Brief:
In the records below, find the line containing "(diff shortened: 1 of 3 files shown)" and the line containing "Closing because original"; please repeat exactly the lines from one to the other, both included, and nothing more.
── Given data
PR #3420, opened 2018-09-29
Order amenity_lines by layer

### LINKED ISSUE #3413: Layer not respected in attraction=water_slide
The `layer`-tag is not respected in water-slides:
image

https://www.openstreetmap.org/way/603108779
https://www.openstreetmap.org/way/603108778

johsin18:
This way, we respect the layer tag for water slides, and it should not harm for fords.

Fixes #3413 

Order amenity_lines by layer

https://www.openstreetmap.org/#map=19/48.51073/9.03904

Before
────
── Given data
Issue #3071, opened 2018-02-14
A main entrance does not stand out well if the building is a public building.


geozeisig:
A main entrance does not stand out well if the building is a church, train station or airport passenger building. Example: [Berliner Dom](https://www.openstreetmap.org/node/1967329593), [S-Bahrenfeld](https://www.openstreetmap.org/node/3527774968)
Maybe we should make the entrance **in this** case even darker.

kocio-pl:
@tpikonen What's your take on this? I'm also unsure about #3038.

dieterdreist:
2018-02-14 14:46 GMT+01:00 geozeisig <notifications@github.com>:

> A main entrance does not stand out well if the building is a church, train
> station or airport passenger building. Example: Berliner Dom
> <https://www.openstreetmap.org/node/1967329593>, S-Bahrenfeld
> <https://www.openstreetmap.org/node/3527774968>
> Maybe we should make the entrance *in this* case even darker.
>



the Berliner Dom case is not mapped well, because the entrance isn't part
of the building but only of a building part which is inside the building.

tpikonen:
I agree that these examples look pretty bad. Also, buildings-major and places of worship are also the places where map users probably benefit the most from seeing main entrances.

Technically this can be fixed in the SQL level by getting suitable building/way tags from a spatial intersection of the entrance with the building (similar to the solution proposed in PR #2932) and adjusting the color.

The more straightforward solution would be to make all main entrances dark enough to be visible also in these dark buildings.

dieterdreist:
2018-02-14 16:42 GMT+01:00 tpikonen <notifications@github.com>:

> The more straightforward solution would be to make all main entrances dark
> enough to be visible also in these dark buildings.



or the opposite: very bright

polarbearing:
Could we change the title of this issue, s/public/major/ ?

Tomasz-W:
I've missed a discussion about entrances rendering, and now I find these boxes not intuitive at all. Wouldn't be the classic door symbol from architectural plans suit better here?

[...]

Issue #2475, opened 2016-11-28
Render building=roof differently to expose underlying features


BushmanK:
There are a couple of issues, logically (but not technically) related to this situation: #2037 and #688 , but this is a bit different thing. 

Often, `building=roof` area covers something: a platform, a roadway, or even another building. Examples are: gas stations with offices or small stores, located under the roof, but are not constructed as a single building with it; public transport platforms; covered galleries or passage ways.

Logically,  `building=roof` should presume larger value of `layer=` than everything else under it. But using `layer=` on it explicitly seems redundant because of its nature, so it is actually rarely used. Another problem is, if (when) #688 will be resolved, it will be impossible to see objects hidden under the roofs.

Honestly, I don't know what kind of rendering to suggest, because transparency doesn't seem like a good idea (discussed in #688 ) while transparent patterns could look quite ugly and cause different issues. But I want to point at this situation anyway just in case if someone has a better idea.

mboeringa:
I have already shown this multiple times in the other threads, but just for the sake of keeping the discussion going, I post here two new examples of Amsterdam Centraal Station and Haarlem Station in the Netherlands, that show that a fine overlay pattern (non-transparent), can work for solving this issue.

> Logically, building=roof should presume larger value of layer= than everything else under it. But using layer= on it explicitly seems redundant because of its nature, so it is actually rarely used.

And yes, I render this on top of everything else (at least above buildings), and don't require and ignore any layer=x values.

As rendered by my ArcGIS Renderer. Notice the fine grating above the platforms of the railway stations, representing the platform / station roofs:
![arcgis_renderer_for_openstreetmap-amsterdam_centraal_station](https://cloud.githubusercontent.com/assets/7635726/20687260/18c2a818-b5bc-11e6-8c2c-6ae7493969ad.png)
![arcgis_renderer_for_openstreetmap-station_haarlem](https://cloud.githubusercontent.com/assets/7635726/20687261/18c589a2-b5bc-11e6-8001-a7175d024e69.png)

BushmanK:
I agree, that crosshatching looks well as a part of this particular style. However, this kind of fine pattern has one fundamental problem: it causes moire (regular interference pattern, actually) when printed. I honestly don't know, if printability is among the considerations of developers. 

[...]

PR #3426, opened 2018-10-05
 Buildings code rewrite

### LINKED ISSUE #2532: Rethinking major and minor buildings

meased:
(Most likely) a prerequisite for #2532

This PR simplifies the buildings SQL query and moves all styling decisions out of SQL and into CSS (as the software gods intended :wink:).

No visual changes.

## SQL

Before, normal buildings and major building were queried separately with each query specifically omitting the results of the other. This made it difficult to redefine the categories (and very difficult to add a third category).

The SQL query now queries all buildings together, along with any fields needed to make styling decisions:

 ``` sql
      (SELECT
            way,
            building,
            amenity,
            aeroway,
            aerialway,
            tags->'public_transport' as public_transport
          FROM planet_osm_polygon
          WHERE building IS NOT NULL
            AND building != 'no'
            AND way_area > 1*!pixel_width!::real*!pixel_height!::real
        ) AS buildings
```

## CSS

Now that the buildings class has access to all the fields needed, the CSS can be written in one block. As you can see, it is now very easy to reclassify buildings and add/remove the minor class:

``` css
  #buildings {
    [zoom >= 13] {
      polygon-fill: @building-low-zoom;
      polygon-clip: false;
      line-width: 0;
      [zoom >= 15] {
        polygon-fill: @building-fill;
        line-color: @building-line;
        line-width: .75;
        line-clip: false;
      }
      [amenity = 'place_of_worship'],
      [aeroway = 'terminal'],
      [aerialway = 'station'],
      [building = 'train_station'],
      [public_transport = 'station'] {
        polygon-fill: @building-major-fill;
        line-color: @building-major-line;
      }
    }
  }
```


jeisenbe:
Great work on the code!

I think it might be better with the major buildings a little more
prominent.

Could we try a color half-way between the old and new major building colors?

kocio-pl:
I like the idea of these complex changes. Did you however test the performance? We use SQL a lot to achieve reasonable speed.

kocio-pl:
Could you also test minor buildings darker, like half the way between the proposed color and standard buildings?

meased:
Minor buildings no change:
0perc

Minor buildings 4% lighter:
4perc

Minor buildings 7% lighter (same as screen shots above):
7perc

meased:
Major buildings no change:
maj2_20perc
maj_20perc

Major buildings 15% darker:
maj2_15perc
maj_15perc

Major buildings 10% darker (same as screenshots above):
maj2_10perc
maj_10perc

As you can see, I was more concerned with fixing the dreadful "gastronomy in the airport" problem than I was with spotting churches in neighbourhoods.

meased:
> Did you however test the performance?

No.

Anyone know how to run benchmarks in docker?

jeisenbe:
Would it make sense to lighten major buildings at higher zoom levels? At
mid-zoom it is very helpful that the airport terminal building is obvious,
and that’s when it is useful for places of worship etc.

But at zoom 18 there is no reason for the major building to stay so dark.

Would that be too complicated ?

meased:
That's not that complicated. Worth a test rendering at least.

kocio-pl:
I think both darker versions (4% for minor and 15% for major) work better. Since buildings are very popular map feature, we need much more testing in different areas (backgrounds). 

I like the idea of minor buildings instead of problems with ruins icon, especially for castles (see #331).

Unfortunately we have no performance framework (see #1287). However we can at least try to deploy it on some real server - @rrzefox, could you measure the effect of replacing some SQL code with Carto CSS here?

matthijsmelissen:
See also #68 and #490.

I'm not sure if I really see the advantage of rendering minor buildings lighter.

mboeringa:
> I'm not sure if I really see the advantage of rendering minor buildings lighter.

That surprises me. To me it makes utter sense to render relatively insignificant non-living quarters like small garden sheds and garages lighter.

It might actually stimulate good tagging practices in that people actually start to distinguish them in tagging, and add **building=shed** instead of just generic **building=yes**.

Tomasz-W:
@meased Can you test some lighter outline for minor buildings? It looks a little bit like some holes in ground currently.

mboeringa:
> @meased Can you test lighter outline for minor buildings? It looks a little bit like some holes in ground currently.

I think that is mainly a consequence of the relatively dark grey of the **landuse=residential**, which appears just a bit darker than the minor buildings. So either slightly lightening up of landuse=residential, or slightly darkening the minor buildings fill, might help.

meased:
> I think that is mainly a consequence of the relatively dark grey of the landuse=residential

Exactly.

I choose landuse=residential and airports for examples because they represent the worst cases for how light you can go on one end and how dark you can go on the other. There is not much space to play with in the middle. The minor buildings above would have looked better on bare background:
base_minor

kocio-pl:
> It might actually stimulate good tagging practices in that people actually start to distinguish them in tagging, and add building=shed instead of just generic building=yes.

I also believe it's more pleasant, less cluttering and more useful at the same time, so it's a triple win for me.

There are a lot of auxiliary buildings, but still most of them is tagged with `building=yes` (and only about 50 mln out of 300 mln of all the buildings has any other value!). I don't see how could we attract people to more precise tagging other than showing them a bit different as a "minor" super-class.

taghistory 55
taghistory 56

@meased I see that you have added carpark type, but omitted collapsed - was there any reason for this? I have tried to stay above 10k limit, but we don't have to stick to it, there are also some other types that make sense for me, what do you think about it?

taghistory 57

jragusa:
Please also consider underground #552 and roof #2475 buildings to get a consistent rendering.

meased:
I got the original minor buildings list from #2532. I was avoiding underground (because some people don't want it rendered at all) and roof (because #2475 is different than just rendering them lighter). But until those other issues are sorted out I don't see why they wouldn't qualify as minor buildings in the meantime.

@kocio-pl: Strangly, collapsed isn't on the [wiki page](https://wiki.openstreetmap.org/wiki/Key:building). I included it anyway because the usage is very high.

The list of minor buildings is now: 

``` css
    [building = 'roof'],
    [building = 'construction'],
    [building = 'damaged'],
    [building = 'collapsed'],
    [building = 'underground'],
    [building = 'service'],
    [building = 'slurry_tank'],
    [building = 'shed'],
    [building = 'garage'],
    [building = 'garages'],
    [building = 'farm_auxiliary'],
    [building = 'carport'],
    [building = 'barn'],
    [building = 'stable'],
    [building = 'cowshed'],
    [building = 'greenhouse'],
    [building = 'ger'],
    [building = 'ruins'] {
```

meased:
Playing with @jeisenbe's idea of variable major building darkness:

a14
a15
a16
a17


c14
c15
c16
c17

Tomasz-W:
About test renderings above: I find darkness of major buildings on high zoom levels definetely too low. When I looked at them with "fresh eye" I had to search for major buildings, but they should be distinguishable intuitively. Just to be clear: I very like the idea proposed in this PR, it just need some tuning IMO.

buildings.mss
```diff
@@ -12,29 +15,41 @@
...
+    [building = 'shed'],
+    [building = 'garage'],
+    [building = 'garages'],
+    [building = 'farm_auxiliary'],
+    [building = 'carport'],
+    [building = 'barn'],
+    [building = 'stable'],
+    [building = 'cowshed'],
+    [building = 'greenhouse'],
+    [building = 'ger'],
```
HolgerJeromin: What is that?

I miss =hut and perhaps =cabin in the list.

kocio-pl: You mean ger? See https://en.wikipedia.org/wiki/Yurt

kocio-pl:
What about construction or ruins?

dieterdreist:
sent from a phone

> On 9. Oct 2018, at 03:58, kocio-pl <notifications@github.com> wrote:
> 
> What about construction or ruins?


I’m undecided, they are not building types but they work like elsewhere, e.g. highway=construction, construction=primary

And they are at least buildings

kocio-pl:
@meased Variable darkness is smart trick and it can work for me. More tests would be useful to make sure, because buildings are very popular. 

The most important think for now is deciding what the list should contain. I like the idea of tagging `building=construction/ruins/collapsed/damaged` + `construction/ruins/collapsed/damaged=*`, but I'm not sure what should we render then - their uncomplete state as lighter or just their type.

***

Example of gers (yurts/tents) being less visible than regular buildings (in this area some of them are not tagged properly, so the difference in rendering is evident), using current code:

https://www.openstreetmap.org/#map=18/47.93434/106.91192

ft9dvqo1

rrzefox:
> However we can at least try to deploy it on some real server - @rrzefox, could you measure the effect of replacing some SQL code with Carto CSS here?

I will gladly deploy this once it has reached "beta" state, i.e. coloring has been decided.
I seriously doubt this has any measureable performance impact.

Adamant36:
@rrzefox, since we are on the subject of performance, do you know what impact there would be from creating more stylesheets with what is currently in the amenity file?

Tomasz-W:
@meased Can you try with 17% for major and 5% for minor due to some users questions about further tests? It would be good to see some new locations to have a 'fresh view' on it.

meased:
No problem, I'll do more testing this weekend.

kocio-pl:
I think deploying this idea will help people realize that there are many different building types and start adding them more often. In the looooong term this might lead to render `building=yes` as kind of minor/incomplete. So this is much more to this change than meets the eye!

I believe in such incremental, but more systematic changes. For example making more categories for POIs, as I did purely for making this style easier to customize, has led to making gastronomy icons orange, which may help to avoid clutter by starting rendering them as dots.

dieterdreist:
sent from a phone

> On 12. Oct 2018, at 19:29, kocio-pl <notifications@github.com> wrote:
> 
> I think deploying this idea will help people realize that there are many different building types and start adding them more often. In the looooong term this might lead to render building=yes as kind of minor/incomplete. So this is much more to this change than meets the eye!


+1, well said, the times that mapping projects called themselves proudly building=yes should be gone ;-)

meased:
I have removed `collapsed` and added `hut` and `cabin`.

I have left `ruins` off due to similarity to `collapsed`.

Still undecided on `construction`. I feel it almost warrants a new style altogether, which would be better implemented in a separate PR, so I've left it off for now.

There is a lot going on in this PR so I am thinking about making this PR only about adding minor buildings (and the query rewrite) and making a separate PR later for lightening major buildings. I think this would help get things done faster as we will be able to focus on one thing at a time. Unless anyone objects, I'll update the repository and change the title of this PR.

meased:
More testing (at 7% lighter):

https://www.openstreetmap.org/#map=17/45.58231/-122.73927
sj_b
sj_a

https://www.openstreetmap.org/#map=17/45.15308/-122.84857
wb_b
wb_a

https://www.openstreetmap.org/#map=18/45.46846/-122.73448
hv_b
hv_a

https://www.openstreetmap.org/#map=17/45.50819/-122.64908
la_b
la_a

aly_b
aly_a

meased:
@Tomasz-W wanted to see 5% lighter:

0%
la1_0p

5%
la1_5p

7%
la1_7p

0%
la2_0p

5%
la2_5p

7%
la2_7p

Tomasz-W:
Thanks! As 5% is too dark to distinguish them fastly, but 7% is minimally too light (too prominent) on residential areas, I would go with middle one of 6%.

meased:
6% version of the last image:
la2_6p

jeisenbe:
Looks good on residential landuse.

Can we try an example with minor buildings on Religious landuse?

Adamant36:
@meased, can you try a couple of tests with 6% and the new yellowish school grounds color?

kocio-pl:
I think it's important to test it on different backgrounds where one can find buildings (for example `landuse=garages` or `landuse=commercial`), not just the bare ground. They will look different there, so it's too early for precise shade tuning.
────
── Given data
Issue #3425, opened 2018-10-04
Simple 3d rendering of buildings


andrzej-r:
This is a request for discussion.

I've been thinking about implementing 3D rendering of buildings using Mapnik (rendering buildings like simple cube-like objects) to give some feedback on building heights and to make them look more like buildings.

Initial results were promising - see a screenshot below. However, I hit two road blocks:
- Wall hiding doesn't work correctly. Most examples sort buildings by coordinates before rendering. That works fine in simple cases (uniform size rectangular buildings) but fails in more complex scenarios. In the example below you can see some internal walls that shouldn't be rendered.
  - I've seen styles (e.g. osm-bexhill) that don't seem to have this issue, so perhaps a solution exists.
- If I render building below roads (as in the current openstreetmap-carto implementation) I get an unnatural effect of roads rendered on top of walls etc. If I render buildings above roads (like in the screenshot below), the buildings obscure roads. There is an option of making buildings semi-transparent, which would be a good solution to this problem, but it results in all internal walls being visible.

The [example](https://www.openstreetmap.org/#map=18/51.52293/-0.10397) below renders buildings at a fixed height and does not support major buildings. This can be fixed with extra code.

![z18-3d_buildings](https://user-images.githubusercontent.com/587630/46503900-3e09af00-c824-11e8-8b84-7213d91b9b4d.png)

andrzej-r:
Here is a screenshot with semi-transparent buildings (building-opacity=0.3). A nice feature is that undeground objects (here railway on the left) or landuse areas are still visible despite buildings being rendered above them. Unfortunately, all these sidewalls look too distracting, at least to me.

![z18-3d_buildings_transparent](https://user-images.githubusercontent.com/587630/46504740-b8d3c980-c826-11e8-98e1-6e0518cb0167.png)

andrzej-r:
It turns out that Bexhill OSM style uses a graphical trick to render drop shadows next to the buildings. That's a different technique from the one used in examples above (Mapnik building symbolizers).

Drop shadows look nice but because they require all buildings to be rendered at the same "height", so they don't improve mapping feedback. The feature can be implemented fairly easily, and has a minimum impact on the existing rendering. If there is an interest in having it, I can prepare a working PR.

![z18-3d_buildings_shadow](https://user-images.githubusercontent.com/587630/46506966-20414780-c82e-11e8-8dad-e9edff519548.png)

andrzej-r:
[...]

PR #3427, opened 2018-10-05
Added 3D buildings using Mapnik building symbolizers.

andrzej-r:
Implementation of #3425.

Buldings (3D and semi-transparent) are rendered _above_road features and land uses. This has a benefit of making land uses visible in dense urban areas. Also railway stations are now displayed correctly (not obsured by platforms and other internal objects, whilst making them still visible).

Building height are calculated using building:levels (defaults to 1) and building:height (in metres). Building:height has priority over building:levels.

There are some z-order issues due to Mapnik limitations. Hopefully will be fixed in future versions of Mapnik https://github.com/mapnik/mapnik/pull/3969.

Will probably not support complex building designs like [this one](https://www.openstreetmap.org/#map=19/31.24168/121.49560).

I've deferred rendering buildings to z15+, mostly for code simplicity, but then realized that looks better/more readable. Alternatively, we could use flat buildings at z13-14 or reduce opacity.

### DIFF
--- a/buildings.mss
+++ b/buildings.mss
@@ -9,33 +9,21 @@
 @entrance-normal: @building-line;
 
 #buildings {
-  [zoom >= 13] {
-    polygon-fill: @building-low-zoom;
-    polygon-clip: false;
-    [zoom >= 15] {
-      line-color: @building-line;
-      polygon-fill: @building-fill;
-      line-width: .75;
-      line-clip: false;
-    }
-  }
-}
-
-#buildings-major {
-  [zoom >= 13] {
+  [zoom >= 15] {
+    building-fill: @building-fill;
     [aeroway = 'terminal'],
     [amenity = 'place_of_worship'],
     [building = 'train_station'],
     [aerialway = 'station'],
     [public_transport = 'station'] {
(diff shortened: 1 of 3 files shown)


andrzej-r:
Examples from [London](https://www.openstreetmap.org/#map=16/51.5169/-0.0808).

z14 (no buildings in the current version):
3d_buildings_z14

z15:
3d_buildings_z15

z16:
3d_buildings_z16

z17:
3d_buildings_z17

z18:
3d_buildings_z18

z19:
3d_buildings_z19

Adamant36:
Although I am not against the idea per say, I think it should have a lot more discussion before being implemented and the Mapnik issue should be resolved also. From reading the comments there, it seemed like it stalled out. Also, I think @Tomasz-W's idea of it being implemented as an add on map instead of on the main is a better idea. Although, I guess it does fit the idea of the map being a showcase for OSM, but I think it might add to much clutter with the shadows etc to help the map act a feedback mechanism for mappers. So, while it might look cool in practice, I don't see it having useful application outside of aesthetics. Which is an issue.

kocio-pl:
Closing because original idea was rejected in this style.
────
Completed task:
(diff shortened: 1 of 3 files shown)


andrzej-r:
Examples from [London](https://www.openstreetmap.org/#map=16/51.5169/-0.0808).

z14 (no buildings in the current version):
3d_buildings_z14

z15:
3d_buildings_z15

z16:
3d_buildings_z16

z17:
3d_buildings_z17

z18:
3d_buildings_z18

z19:
3d_buildings_z19

Adamant36:
Although I am not against the idea per say, I think it should have a lot more discussion before being implemented and the Mapnik issue should be resolved also. From reading the comments there, it seemed like it stalled out. Also, I think @Tomasz-W's idea of it being implemented as an add on map instead of on the main is a better idea. Although, I guess it does fit the idea of the map being a showcase for OSM, but I think it might add to much clutter with the shadows etc to help the map act a feedback mechanism for mappers. So, while it might look cool in practice, I don't see it having useful application outside of aesthetics. Which is an issue.

kocio-pl:
Closing because original idea was rejected in this style.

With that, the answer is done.